The present invention relates to apparatus for obtaining samples of earth formations and, more particularly, to new and improved core-sampling apparatus for obtaining a sample of earth formation surrounding a borehole.
There is a need in the oil and gas industry for a means for obtaining intact samples representative of the earth formations at various elevations of a borehole. Such samples, commonly referred to as "cores", may have structures ranging from relatively hard to those which are soft and fragile. Retrieved core samples may be analyzed to determine the nature of the fluids, whether gas, oil or water, with which they are saturated. Further, certain physical characteristics of the formation, such as permeability and porosity, may be determined.
A technique for obtaining core samples of the formation involves the use of a wireline-type instrument for selectively taking samples from the wall of the borehole of any desired level. This tool, referred to as a "Sidewall Sampler", generally includes an elongated body member containing along its length a plurality of sample receiving projectiles. The projectiles each consist of a hollow cylinder having an open end and capable of receiving a sample of the material of the side wall formation upon shooting the cylinder into the formation.
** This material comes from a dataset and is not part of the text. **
PR #1822, opened 2024-12-18
Handle munmap over multiple VMAs

mikusp:
Ratchet&Clank CUSA01073 allocates multiple memory areas and then tries to unmap them in one go. According to the documentation of munmap that should be allowed.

The projectiles are shot into the formation by igniting a propellant charge placed in the instrument behind the projectile. The propellant charges are detonated electrically at the desired level within the borehole by remote control. The projectiles are attached to the housing of the instrument by means of small cables, so that after they have been fired they may be retrieved, with the core sample therein, upon raising the instrument to the surface.
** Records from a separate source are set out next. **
PR #1825, opened 2024-12-18
Handle more 64bit shifts in Translator

mikusp:


squidbus (approved):
This looks fine, I'll probably make a few touch-ups to V_LSHL_B64 though as a follow up.

PR #1826, opened 2024-12-18
Handle setting Vcc in Translator::SetDst64

mikusp:
I know 64bit instructions are kind of broken right now, if that is not correct let me know in the comments


raphaelthegreat:
I think this looks okay

PR #1828, opened 2024-12-19
style: Add options for system colors and system Qt widget styles

tomboylover93:
Taken from https://github.com/tomboylover93/shadPS4/releases/tag/v0.4.1_WIP_qt-style:

- Added "System (Light)" and "System (Dark)" options under View -> Themes. Since I couldn't figure out how to apply different icon colors based on whether or not your system theme is light or dark, they are separate options, so you should use them according to your system colors. Tested on Linux with KDE Plasma. Untested on Windows and macOS, but might be useful on Windows if you use custom system themes.
- Added "Widget Style" options on the Settings menu, with text that shows up on mouse hover. Defaults to "Fusion", as it is currently hardcoded to do so. "System" uses your system's default Qt widget style (example: Breeze, Oxygen, MS Windows 9x, Kvantum). Linux users can override this with the `QT_STYLE_OVERRIDE` environment variable, as long as it's set to "System". You can tweak this on config.toml with the line `widgetStyle = "Fusion"`. Since I couldn't figure out how to repaint all widgets after clicking on either "Save" or "Apply", this doesn't reflect in real time and you need to close and reopen shadPS4. Tested on Linux with KDE Plasma. Untested on Windows and macOS.

### Screenshots (taken on Linux with KDE Plasma):
- "System (Dark)" color theme, "Fusion" widget style

Screenshot_20241219_114710

- "System (Light)" color theme, "Fusion" widget style

Screenshot_20241219_114840

- "Dark" color theme, "System" widget style (set to Breeze in KDE System Settings)

Screenshot_20241219_115140

- "System (Dark)" color theme, "System" widget style (set to [Bali10050/Lightly](https://github.com/Bali10050/Lightly) in KDE System Settings)

Screenshot_20241219_115317

### Additional screenshots
- Settings menu

Screenshot_20241219_132609

This is purely cosmetical and should not affect the usability of the emulator in any way, but if you do have issues with it, such as the emulator not launching or the color/widget style changes not working, please let me know.


rainmakerv3:
For checking system dark mode, you can try 

if QGuiApplication::styleHints()->colorScheme() == Qt::ColorScheme::Dark

for refreshing widgets after a save/apply, i think you can have update->widget every widget and then QCoreApplication::processEvents after clicking apply/save (or if i remember right i put the same function for both, if so that would work better).

also i still think the widget style selection is better placed over/under where the theme selection is

tomboylover93:
I tried both of these. The first one broke all themes and their icon colors and the second has no effect. Unless I missed something?

As for placing the widget style selection on the View menu, I tried that before I decided to make a group box in the settings menu for it, and the emulator segfaulted immediately, so I went with the latter.

rainmakerv3:
It's very hard to discuss this without seeing how you tried to code it, and it's faster to do it myself. You can refer to it here:

https://github.com/rainmakerv3/shadPS4/commits/refs/heads/systemui/

seems working as expected on windows, sample vid:

https://github.com/user-attachments/assets/bf78c308-f161-4a3b-961a-0b0813b4cbb4

I used an old workaround for linux dark mode detection since apparently qt:colorscheme::dark does not work on linux, but I do not have a linux system to test.

I don't think widget style in the view menu can cause segfaults if coded properly, but I will leave this for now and can give my suggestions if/when the reviewer decides its necessary to move it to view menu.

tomboylover93:
My approach for widget updating was through a separate function, something like this:
```
void SettingsDialog::UpdateAllWidgets(const QList<QWidget*>& widgets) {
    for (auto widget : widgets) {
        widget->update();

        if (auto layout = widget->layout()) {
            QList<QWidget*> childWidgets;

            for (int i = 0; i < layout->count(); ++i) {
                QWidget* childWidget = layout->itemAt(i)->widget();
                if (childWidget) {
                    childWidgets.append(childWidget);
                }
            }

            UpdateAllWidgets(childWidgets);
        }
    }
}
```
I tried 2 other methods that were similar to this and they didn't work. I might've misread the documentation for QWidget::update.

In any case, your approach is cleaner and actually works so I'll merge it into my branch. I'll give another try at a single System color theme now that I have a reference for how to detect system dark or light mode.

rainmakerv3:
Sorry, i should have clarified that my code was not cleaned up yet, there are some things I would change if I were to finalize it (removing the prinft/log include, putting the extern in a namespace, removing processevents if unneeded, general cleanup) that I did not spend the time to do

tomboylover93:
That's fine, if you do make these changes I'll add them to this PR too.

By the way, if you have any ideas for how to set the icon color automatically, let me know. I haven't figured that out yet and that's something I need to do before calling this ready for review.

rainmakerv3:
tbh i wasn't planning on cleaning it up, just giving you a heads up cause it probably needs to be done hehe

to catch a system pallete change such as changing system theme and darkmode and change icon color every time thats done, you run the same kind of setuiicons code (or maybe it should have its own function at that point since there are a number of lines in it) on some event filter listening to event->type() == QEvent::ApplicationPaletteChange

GHU7924:
In my opinion, "Widget styles" should be in section "GUI Settings", but this may interfere with PR #1834.

tomboylover93:
I also think that it should be in "GUI Settings". I could place it under the volume slider so that it doesn't interfere with that PR's changes.

GHU7924:
The problem is, I'm not sure if all of this can be placed the way you say. In this case, you will have to redo the item related to the "title music", then you can say that everything is possible to accommodate.


I don't think anyone is going to redo this right now.

tomboylover93:
I don't know if I misread your reply, but this didn't require me to redo anything.

Screenshot_20241221_103603

GHU7924:
The difference is that if PR 1834 is merged (look, it's located above "Play title music"), then you probably won't have enough space.

tomboylover93:
The easiest way to avoid that is to put the widget selection above these buttons. Like so:

Screenshot_20241221_104920

GHU7924:
I want to say that you need to take into account the size of the window, that is, whether it will remain as compact as it is now, or whether it will have to be increased by default so that both your PR and that PR fit harmoniously.

rainmakerv3:
pushed the commit here to demonstrate the automatic coloring on system palette change, as discussed https://github.com/rainmakerv3/shadPS4/commits/refs/heads/systemui/ again though, I am not really able to take the time to clean up the code or check if theres a better way to implement it within the context of the themes code that I am not that familiar with, this is just to show how it works

tomboylover93:
This is actually what I was thinking of, I just didn't know how to implement it properly. The only downside I've noticed is that you have to start shadPS4 with your system theme on dark mode and then change it to light mode, because if you start it on light mode the icons don't render, but I don't know if this happens on Windows or macOS.

GHU7924:
build 4514dd1 (Windows 11 24H2)



P.S. Increase the width of the Settings window by about 1.5 cm so that the bars align slightly (System and Update).

tomboylover93:
I will. On another note, did the icons render properly when opening it with the Windows theme set to light mode?

GHU7924:
Current Widget Style = System 

I immediately showed you what my dark theme looks like.
Although there were no visible points, I just switched from dark to light from memory (View - Themes).
There are also problems with other topics.


In fact, the inscriptions are just very faintly visible, for example, theme Gruvbox, it is best visible on it.

tomboylover93:
I can't replicate this on my end. 
image
image

This could probably be fixed with `themePalette.setColor(QPalette::ButtonText, Qt::white);`, but that would break light mode.

GHU7924:
I switched from System to Fusion.



And after restarting, the theme looked fine.

GHU7924:
I deleted the messages because maybe I was doing the wrong thing.

Another such moment. You probably don't have a topic separation or anything like that. I chose the system version, but Fusion will be in the emulator settings. Although if I chose the system one, it should change in the settings, as I think.


That is, I have to choose a theme in two places, I think it shouldn't be like that.

Dark, Light, Green, Blue, Violet, Gruvbox = Fusion.
System = System (changes in the operating system).

Maybe I'm wrong, then it would be great if someone else tested and expressed their opinion.

tomboylover93:
I made them separate settings in separate places because:
1. I don't know how to add drop-down menus on the toolbar.
2. I made this with Linux in mind. Since Linux desktops let you have more granular control with your themes I thought it would be good to give the end user that exact level of control as opposed to what other Qt apps do (example: PCSX2, which has a single "Native" theme that combines both the system color and widget style options).

Although you aren't the first person to suggest something like that, so if a reviewer thinks it's best to combine them, I will.

As for the text issues on dark mode, I asked someone who also uses Windows and they didn't have that issue.

GHU7924:
When I selected System both ways, and then changed it in the operating system itself, then I was able to get this.


>As for the text issues on dark mode, I asked someone who also uses Windows and they didn't have that issue.

I'm sorry, I must have done something wrong.

GHU7924:
@tomboylover93 I figured out what was wrong.

Windows 11 has a color mode where you can choose dark or light. If you choose a dark theme and choose a light theme in the emulator, then the display will be incorrect. If you select a light theme and select a dark theme in the emulator, then the display will also be incorrect. 


And if you select the system theme in the emulator in both places and then change the theme in the operating system, then everything is fine.

rainmakerv3:
Yes,

> @tomboylover93 I figured out what was wrong.
> 
> Windows 11 has a color mode where you can choose dark or light. If you choose a dark theme and choose a light theme in the emulator, then the display will be incorrect. If you select a light theme and select a dark theme in the emulator, then the display will also be incorrect. 
> 
> And if you select the system theme in the emulator in both places and then change the theme in the operating system, then everything is fine.

This is probably the reason why system theme settings are usually packaged together

tomboylover93:
Correct me if I'm wrong, but using the system's colors while using a widget style that isn't the system default shouldn't cause issues like this? During my time using Windows I've used many Qt apps that use the Fusion style and I've never come across such an issue with either light or dark mode.

The only thing I can think of that would cause this is the "Custom" option on Windows' theme settings, which lets you choose between light and dark mode for system apps and non-system apps, respectively.

rainmakerv3:
The issue is the combination of system widgets with themes that enforce conflicting text colors. you can see it in the video I have above

tomboylover93:
To my knowledge, the Gruvbox theme is the only one that enforces a specific text color, every other theme uses `themePalette.setColor(QPalette::ButtonText, Qt::white);`. I'll try changing that to see if this issue stops happening.

rainmakerv3:
That would be forcing the text to white yes, most of the themes are darker background

tomboylover93:
Pushed it to my [qt-style-test](https://github.com/tomboylover93/shadPS4/tree/qt-style-test) branch. Can someone try [this action?](https://github.com/tomboylover93/shadPS4/actions/runs/12458469561)

GHU7924:
@tomboylover93 The problem is that if the system theme is selected in GUI Settings, then everything breaks. That's where the problem lies. This is where the distortion occurs due to the color mismatch. With Fusion, all 7 themes seem to be working fine.
Or at least I didn't notice any obvious problems if we are launching the emulator for the first time.

The fact is that Windows has always had a light theme.
Then at one point they added a dark one, which I wrote about above, this setting affects the explorer.
Now you can make it dark.

I see a possible solution in the following:
You just need to make sure that when you select a system theme in the GUI settings, 
the system theme (View - Themes) was also selected by default, 
and selecting other themes from this list would be prohibited.

It seems that if you select a system theme in the GUI settings, and then select one of the themes (View - Themes), then switch to Fusion and (View - Themes) select a light theme, then distortion also occurs.

GHU7924:
> Поместил его в свою [ ветку qt-style-test ](https://github.com/tomboylover93/shadPS4/tree/qt-style-test) . Может кто-нибудь попробовать [ это действие? ](https://github.com/tomboylover93/shadPS4/actions/runs/12458469561)

GUI Settings - Current Widget Style = System
View - Themes = Light
OS color mode = Dark



GUI Settings - Current Widget Style = System
View - Themes = Dark
OS color mode = Light

tomboylover93:
Just to check, does it work as intended if the widget and theme are set to System and with the Windows color mode set to either dark or light?

tomboylover93:
This is a strange case. Either I combine the System color theme and widget style into one (which I haven't figured out how to) or I grey out the System option on Windows, which neither is ideal, but the latter is better than the former as it is currently hardcoded to use Fusion because most of the UI was built around it, and Windows has the largest userbase out of all the 3 OSes supported by shadPS4.

Besides that, I also need to know how this works in macOS.

GHU7924:
I think that somehow you need to remove the "Not OK" option, leaving only both options OK.

tomboylover93:
I'd have to remove every theme other than System, which means this probably won't get merged. Unless I reworked the theme system to use the Fusion widget for other color themes, like what PCSX2 and Duckstation do.

GHU7924:
@tomboylover93 Look at PR 1855, something similar was done there. Yes, PR is completely different, (but if there are items in the menu, you cannot select them, because there is no checkbox in the checkbox). Maybe this can be somehow transferred to the Current Widget Style selection.
Something like, when the system theme is selected, you will not be able to select other themes other than the system theme.

tomboylover93:
Seems like a good alternative, I'll look into it.

GHU7924:
>Besides that, I also need to know how this works in macOS.

@C4ndyF1sh , you can help @tomboylover93  test this PR on MacOS?

C4ndyF1sh:
@GHU7924 
Works on Mac Screenshot 2024-12-27 at 16 56 19

C4ndyF1sh:
@GHU7924 I switched to light mode but shadps4 doesn't, I even restarted shad (Tried with system theme on and off) Screenshot 2024-12-27 at 16 59 20

GHU7924:
@C4ndyF1sh In General, try Current Widget Style = System.

You can see our comments above and compare them with your experience to see if you have similar problems.

Thank you for responding. 

P.S. I haven't tested the new build yet, I'll do a test in the near future.

GHU7924:
@tomboylover93 Perhaps it would be better to replace the style selection with Radio buttons?


Fusion - all themes are available.
System = System + System and click blocking "Themes".

tomboylover93:
I could do that but I don't know how to combine both Qt themes and color themes, nor how to block "Themes" from being clicked when selecting System.

GHU7924:
@tomboylover93 Then you should mark your PR as a draft.

Perhaps @f8ith or @DanielSvoboda they will give you some tips, or maybe not.
(The description of the problem begins with comments from about 5-7 days ago to today).

tomboylover93:
> I switched to light mode but shadps4 doesn't

@C4ndyF1sh Can you try the latest commit?

tomboylover93:
I forgot to put this here, but I did some testing with a Windows 10 virtual machine (I had to use Mesa's 'lavapipe' Vulkan drivers to get it to open, because it's a virtual machine and shadPS4 requires Vulkan 1.3 support).

Here's what it looks like with the Windows color theme set to "Dark", the app's color theme set to "System" and the widget style set to "Fusion":

Screenshot_20250107_122700

And with the widget style set to "System":

Screenshot_20250107_122709

In the 2 weeks since my last commit to this PR I have not been able to figure out the problems with Windows and the "System" widget style, and they only work fine with "Fusion" which is what the app is hardcoded to use. I think I'll gray out the widget style option on Windows, and possibly macOS.

rharish101:
I'm running Arch Linux with Kvantum (not KDE) to set my Qt theme for Qt apps (using `QT_QPA_PLATFORMTHEME=qt6ct`, and 'kvantum-dark' as the style in the Qt config utility). With this branch, when I launch shadPS4 after setting the widget style to 'System', all widgets use my system style, except for the background, which is in black:
shadps4-theme-before

However, if I open the settings and click on Save without making a single change, then the background changes to the correct system style:
shadps4-theme-after

tomboylover93:
I believe this has something to do with widget repainting when you click on "Save" or "Apply". I don't know why the background looks like that when launching the app, it looks just fine to me.
image

rharish101:
Is it possibly a Wayland issue? I'm running Hyprland.

tomboylover93:
I use a KDE Plasma Wayland session and don't have this issue, maybe it's something to do with Kvantum or qt6ct.

tomboylover93:
@GHU7924 @C4ndyF1sh Can you try the latest commit on Windows and macOS? From what I've seen (and tested) I'll have to disable widget style selection for Windows and disable the "System" color theme for macOS since it's broken with light mode, and I'm trying to see if there are any other options (I'm not very experienced with Qt for platforms other than Linux).

GHU7924:
I confirm that in Windows, the system theme is not selected in the emulator settings, but only Fusion. 
The System is reset to Fusion. Since System only works on Linux, it might be worth adding a label, such as System (Linux only). Also, as I understand it, there is no description of the element.

Qt1

Depending on the color mode, the system theme adjusts and switches between Dark and Light.
I also noticed this detail, when choosing a dark theme, shades are applied,
but for some reason they are not when choosing a light one.

Qt4

You should also update your PR first to apply the new changes that were made to PR #2213.
Now you have to transfer the elements of your PR to the GUI tab.

tomboylover93:
I merged it with main (checks are failing for a different reason), and I'll change the text for the System option later. I don't see any missing text, though. 
image

GHU7924:
@tomboylover93 I honestly don't know what the problem is, but I have it that way.

https://github.com/user-attachments/assets/dd2552fc-78bd-480d-8f77-8ebe8621e378

One more thing
Differences

And in my opinion, it's better to do this.

DanielSvoboda:
Putting the volume bar next to the name also seems like a good idea to me

image

GHU7924:
@DanielSvoboda I agree, but I suggested doing this: https://github.com/shadps4-emu/shadPS4/pull/1828#issuecomment-2558121231 (The volume icon would change every 33%)
But then there's more work to be done.

tomboylover93:
Does this look good?

image

GHU7924:
>Does this look good?

Don't worry, there may still be a few more edits in the future as more improvements, fixes, and new features are added ))

tomboylover93:
@DanielSvoboda Do you happen to know how I can grey out a QComboBox element based on what operating system the app was compiled for?

GHU7924:
This is what my Windows window looks like at the moment.
изображение

The problem of the light theme remains.
Qt4

@tomboylover93 At the next PR update, can you make the edit that @DanielSvoboda  suggested?
Vol

tomboylover93:
Like this?

image

I'm aware of the spacing between "Volume" and the volume slider but nothing I've tried had an effect on it.

rainmakerv3:
> @DanielSvoboda Do you happen to know how I can grey out a QComboBox element based on what operating system the app was compiled for?

I think it would be better to just ->hide() the groupbox entirely, and hardcode to fusion. I believe I showed you an example of #ifdef previously here, thats for selectively applying code to certain definitions (such as OS)

tomboylover93:
What I'm doing currently is using `#if defined(__linux__) || defined(__APPLE__)` so that the widget style selection is disabled on Windows (you can still see and interact with the widget however). I don't know how I could adapt this to `#if defined(Q_OS_WIN)`.

GHU7924:
@tomboylover93 To be honest, I hate to say this, but maybe you should close your PR or postpone it in order to return to it in the future as a new PR. You tried very hard, but it turned out that the systems are very different, and we can't put everything together. I really want to help you, but since I don't have any programming knowledge, unfortunately I can't offer you solutions.

I tested your latest PR and I also have a large distance between the label and the slider.

My last idea is to close this PR and open a new one containing all the changes at the moment from Main.
Add only this option, which, depending on the operating system, will use Fusion or System, without the code for the GUI tab, as @rainmakerv3  said.
изображение

Windows = System + Fusion
mac OS = System + Fusion
Linux = System only (System + System)

tomboylover93:
If anyone with more Qt experience than me (and especially for more than one platform, as I've learned that writing the best code you could write for the platform that you yourself use is not a good idea) is willing to do it, then that's fine. That said, I think the Linux part is pretty much done, so anyone could just use this as a base while improving it on the Windows and macOS side.

GHU7924:
I think that if someone wants to continue your work, it will probably be easier for them to do everything from scratch than to fix existing code. This way the author will have more control over the code and he will know what is implemented and what is not.
I think it would be better for you to close the PR.

@tomboylover93 No negativity towards you, you did well. If you will be doing any PR in the future and you need help with testing, then do not hesitate to contact me, I will be happy to help you (if my knowledge is enough to give you good feedback).

tomboylover93:
I think I'll do one last rebase to make sure it's in a more usable state (doesn't really do anything because this repo has new PRs and commits every day, but why not) and move it to an archive branch and then close this PR. Then I'll open one just for the widgets part and fix the issues with Windows (as I could confirm from other people that the system widgets work as they should on macOS). That should be simple to do. The color themes part, and specifically the issue you described where the accent color doesn't work with the Windows light theme, is not something I could fix considering my knowledge (or lack thereof) of how Qt works on other platforms.

DanielSvoboda:
> @DanielSvobodaVocê sabe como posso tornar um elemento QComboBox cinza com base no sistema operacional para o qual o aplicativo foi compilado?

I don't know


about the spacing between the 'volume' and the bar, you need to change this: label_Volume
image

It has been shown that the design of the projectile is influenced by the hardness of the formation from which the core is desired. One prior art design attempts to facilitate recovery of the core projectile by providing a core barrel with a separable forward portion in the form of an annular cutting ring which generally has a slightly greater diameter than the core barrel. When a core barrel of this design enters a formation the enlarged annular ring creates a core hole slightly larger than the core barrel. Upon withdrawal of the core barrel from the formation, the core barrel separates from the annular ring and is easily extracted since the core hole is slightly larger than the core barrel. Such prior art core barrels have been shown to be less than ideal in that the annular ring will at times separate from the core barrel prior to contacting the formation or the ring will stick on the core barrel within the formation making core barrel retrieval a difficult task.
Another prior art core barrel has attempted to solve the retrieval problem by providing a relatively heavy core barrel with a large frontal cutting area. Upon penetration of the formation this core barrel fractures the surrounding formation thereby reducing the resistance to the extraction of the barrel. However, quite often the fracturing of the surrounding formation also causes fracturing of the core sample. Such fracturing can result in large portions of the core sample falling from the barrel during recovery. Another problem with a relatively massive core barrel is that the size of the charge required to cause the needed formation penetration is unnecessarily large.
Accordingly, the present invention overcomes the deficiencies of the prior art by providing method and apparatus for obtaining subsurface formation samples by the use of a replaceable core sample barrel utilizing a relatively small cutting head and a limited penetration distance.